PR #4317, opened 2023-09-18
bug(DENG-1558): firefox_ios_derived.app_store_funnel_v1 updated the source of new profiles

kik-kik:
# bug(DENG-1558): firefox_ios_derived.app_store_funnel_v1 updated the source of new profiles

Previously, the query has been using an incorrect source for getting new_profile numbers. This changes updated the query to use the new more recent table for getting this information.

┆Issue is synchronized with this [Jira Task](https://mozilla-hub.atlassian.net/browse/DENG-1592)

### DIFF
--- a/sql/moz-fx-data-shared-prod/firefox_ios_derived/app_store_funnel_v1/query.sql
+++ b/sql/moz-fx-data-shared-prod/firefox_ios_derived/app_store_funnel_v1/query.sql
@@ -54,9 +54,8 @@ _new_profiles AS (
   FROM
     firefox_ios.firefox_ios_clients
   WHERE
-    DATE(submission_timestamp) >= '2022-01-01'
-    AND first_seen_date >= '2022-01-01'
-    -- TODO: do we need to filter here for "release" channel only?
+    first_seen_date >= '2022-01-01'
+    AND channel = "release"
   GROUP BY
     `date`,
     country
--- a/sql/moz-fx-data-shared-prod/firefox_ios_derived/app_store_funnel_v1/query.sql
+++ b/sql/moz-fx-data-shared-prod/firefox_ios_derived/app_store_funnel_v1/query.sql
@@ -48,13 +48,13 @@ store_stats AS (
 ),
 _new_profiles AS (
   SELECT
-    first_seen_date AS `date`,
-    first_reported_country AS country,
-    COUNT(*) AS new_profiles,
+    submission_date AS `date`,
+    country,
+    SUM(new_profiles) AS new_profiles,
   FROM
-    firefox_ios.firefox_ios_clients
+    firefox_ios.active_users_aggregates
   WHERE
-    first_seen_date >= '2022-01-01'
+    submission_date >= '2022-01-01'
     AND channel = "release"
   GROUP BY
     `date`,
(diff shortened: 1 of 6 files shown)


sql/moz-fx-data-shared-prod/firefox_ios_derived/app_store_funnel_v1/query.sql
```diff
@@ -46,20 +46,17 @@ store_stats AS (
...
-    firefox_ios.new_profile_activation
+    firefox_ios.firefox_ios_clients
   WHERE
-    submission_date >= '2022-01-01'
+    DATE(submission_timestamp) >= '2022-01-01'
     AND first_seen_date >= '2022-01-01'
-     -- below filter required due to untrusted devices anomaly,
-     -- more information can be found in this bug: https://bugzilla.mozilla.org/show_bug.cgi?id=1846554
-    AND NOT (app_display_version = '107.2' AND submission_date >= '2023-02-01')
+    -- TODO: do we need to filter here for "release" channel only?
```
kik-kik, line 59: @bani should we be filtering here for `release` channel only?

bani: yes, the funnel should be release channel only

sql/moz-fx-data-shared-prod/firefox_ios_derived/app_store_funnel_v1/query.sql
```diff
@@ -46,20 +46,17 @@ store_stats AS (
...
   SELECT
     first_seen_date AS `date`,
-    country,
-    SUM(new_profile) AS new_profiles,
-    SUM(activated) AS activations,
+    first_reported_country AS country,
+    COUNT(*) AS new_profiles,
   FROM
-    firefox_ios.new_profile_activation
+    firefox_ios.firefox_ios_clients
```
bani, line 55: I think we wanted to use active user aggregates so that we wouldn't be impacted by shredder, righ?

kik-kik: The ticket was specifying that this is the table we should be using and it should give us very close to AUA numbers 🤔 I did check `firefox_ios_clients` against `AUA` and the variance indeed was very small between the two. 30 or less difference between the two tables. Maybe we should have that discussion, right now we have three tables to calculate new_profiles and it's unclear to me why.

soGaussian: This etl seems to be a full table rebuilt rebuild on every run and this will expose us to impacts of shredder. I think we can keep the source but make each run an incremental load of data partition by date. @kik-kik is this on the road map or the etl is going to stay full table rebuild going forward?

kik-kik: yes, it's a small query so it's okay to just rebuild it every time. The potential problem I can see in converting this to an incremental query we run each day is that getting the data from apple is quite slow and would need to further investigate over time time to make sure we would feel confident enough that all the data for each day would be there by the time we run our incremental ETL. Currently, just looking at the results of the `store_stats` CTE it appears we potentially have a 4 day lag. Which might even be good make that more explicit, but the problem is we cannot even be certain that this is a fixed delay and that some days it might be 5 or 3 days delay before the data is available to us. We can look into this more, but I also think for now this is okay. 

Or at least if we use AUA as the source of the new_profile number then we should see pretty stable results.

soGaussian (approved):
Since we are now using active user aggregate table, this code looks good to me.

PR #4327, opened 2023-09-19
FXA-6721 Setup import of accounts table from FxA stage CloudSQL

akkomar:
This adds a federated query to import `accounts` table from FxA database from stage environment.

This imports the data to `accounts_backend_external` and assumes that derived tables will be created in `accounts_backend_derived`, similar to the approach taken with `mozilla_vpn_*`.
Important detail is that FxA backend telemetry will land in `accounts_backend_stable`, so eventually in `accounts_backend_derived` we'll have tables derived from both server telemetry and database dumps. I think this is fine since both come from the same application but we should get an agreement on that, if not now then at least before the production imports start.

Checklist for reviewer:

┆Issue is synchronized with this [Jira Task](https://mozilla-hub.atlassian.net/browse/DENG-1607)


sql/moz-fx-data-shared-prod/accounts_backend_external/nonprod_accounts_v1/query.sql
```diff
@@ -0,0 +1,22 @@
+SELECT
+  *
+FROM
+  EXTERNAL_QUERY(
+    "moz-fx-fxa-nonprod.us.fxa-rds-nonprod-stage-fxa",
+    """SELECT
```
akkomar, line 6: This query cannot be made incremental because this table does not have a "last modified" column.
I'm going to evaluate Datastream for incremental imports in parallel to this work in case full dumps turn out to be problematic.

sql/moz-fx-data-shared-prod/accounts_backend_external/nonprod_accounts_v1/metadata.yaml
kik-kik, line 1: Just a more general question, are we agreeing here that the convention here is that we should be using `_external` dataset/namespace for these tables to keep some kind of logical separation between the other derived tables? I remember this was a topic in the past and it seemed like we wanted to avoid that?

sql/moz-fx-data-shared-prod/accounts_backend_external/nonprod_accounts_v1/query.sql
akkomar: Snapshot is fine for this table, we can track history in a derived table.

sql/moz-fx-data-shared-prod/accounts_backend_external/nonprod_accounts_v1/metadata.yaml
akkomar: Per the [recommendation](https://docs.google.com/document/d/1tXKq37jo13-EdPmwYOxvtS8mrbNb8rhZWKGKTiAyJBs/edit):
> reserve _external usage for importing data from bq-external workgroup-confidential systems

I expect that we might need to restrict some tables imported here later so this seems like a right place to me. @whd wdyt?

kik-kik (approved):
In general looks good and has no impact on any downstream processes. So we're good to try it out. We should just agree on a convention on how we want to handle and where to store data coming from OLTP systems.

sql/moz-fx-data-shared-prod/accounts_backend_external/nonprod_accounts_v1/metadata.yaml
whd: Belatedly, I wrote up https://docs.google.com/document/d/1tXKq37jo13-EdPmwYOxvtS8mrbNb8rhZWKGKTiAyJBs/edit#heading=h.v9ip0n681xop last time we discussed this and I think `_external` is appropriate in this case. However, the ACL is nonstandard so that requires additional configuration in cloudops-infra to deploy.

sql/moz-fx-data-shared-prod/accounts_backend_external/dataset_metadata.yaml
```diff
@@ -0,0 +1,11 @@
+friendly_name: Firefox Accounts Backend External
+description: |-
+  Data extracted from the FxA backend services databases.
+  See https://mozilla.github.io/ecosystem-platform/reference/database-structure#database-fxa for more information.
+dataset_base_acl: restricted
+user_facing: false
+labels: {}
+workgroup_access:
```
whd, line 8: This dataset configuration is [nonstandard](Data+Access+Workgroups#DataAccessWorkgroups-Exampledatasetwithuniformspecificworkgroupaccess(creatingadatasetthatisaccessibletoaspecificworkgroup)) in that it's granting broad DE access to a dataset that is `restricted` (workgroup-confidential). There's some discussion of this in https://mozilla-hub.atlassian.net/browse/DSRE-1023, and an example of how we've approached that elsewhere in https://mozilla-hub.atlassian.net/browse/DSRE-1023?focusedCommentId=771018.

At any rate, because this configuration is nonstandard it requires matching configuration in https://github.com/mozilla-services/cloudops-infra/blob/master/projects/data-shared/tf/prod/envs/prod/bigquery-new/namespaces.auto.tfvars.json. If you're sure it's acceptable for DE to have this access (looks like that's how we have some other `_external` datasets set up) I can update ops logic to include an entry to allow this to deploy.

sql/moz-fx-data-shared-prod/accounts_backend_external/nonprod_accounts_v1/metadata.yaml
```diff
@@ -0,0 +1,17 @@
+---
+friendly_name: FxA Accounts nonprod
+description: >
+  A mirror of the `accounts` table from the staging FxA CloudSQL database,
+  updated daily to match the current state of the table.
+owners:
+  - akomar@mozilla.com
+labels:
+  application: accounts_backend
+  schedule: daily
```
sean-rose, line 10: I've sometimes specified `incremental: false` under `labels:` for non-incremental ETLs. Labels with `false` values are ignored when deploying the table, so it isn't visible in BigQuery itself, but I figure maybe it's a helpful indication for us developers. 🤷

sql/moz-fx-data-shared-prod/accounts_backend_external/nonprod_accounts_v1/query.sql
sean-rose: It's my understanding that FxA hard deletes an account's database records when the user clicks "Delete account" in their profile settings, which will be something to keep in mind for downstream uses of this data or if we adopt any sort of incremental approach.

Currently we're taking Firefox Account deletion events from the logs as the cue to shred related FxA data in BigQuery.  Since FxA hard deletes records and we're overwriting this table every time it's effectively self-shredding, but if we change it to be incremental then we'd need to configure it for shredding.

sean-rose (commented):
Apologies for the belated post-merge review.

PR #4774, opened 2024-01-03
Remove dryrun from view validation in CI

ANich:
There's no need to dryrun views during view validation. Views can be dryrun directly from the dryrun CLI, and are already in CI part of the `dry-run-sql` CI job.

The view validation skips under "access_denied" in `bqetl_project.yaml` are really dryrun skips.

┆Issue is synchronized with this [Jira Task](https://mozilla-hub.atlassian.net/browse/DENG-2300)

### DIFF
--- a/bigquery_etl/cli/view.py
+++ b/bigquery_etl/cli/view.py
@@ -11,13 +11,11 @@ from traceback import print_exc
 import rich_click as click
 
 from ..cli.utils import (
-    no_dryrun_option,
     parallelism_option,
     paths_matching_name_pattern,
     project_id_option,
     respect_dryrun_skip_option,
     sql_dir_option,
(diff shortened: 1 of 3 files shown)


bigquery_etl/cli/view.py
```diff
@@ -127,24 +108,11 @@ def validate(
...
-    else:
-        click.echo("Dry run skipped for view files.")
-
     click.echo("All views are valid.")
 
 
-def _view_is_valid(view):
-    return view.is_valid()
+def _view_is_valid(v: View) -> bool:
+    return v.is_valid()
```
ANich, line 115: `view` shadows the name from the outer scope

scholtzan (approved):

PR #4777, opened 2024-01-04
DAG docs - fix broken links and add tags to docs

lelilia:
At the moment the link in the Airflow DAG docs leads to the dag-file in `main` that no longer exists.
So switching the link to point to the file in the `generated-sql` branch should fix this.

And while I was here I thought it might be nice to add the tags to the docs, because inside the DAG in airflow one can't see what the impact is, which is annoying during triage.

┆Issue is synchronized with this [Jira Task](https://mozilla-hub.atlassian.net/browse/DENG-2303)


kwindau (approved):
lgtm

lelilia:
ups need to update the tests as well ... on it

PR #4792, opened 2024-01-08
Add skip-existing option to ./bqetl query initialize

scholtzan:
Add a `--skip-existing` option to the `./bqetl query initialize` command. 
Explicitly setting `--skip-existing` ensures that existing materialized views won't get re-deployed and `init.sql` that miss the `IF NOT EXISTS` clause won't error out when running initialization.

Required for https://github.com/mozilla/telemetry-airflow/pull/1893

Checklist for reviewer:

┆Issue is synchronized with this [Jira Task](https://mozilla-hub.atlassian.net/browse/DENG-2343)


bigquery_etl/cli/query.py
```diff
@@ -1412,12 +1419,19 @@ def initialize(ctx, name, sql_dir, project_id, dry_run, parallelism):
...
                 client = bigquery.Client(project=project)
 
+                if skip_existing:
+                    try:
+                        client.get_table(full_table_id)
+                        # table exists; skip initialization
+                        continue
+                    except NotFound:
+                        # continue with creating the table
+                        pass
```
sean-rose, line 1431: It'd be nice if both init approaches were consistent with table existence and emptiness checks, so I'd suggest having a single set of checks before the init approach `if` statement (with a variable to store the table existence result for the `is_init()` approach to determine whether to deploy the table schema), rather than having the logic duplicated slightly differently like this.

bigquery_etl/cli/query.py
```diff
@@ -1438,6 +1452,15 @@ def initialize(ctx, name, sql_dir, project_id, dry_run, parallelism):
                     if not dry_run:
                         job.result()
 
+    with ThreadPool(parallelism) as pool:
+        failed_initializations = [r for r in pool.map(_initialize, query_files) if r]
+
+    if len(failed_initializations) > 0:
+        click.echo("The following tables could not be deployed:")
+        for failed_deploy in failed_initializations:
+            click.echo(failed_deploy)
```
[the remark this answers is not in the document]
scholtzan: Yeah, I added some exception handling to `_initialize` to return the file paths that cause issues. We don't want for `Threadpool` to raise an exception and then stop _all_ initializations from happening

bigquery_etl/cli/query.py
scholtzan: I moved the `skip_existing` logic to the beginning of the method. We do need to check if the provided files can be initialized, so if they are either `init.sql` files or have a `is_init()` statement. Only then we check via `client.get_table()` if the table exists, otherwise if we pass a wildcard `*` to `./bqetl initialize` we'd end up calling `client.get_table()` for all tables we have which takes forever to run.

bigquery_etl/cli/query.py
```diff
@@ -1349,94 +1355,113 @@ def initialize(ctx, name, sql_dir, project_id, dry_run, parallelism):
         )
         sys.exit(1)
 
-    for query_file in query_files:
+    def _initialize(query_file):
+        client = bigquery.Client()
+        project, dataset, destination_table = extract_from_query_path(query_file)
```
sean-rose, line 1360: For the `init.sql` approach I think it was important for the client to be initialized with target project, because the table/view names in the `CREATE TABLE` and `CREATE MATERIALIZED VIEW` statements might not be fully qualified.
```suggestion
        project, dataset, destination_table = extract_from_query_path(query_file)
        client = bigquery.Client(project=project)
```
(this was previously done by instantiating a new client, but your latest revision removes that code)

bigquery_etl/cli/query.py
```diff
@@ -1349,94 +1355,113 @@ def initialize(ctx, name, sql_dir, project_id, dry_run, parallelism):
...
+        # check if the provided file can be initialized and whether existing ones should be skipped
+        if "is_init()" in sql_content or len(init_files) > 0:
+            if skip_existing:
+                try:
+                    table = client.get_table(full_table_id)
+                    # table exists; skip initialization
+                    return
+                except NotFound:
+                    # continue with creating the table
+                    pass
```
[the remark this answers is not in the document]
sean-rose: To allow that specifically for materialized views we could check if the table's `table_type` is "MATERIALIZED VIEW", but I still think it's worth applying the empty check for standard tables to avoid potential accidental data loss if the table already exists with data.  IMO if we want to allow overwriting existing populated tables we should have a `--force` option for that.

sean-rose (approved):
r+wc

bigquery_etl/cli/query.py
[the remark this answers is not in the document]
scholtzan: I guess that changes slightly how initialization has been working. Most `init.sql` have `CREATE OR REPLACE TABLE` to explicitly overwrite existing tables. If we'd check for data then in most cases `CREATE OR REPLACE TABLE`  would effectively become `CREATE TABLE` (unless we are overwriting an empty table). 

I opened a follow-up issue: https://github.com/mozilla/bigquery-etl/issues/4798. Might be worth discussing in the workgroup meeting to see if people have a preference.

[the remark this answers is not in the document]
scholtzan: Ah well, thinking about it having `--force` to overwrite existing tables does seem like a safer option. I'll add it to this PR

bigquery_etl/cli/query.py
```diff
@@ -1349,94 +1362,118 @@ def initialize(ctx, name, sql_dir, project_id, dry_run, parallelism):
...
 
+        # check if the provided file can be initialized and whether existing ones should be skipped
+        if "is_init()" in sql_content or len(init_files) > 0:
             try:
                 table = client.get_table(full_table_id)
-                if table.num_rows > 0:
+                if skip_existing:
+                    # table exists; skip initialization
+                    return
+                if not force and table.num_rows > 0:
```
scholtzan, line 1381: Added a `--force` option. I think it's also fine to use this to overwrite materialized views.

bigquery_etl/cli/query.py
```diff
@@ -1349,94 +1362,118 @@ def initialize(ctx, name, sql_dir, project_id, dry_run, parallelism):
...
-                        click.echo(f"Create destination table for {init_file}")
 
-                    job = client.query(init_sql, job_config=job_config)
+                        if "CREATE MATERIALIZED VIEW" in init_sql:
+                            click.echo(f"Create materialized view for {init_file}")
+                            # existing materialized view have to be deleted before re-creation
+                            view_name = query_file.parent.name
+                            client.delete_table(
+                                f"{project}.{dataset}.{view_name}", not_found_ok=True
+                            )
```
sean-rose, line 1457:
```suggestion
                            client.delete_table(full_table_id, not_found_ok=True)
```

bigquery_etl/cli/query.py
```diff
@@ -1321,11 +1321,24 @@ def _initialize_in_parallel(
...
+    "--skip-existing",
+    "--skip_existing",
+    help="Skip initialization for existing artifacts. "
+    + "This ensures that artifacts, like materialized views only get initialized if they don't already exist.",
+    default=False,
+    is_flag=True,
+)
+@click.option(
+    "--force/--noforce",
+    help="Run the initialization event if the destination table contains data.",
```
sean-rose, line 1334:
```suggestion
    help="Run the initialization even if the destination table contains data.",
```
:::::
Read the listing line by line, and copy each line in which the word "during" is found.

There's no need to dryrun views during view validation. Views can be dryrun directly from the dryrun CLI, and are already in CI part of the `dry-run-sql` CI job.
And while I was here I thought it might be nice to add the tags to the docs, because inside the DAG in airflow one can't see what the impact is, which is annoying during triage.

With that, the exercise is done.